CONTACT: Evan Serpick, Open Society Institute-Baltimore
evan.serpick@opensocietyfoundations.org; 410-234-1091
We are grateful to the federal investigators and prosecutors for their work bringing members of the Baltimore Police Department’s Gun Trace Task Force to justice after their outrageous criminal activities.
Trial testimony implicated officers beyond members of the task force and, combined with citizen reports of misconduct over many decades, highlights the continued failure of leadership, training, and oversight that was described in the Department of Justice investigation of the department, which led to the Consent Decree. In a telling moment during the trial, former Detective Momodu Gondo testified that he did not fear reprisals for his criminal activities because, “It was just part of the culture.”
Anyone who continues to suggest that the problems in the Baltimore Police Department are limited to a “few bad apples” is refusing to acknowledge the deep, systemic issues in the department and stands in the way of genuine reform. Acknowledging the department’s deep-rooted problems and engaging in the difficult work of re-imagining policing in our city is not only legally and morally necessary, it is essential to solving crimes and preventing violence and homicides.
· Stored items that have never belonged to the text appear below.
PR #240, opened 2020-01-18
Fix relative time distance for future dates

### LINKED ISSUE #175: Relative dates (in words) in agenda are wrong, especially for future timestamps
In the agenda view when clicking on a date, the view toggles to relative dates, e.g. "3 days ago".

There are two bugs:

- For future dates, it also says "x days ago" while x is OK but the direction "ago" is wrong.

Continued commitment to and implementation of the Consent Decree is one essential part of this reform process. Judge James Bredar, who oversees the Consent Decree, and Kenneth Thompson, head of the monitor team, have so far demonstrated such a commitment. OSI-Baltimore and other groups have pledged to support the process.
We are encouraged by Mayor Catherine Pugh’s promise to be “relentless” in working to “re-establish the trust and confidence that our citizens need and deserve to have in their police officers” and look forward to working with her to expand efforts currently underway quickly and transparently and to begin the real work of reforming the Baltimore Police Department.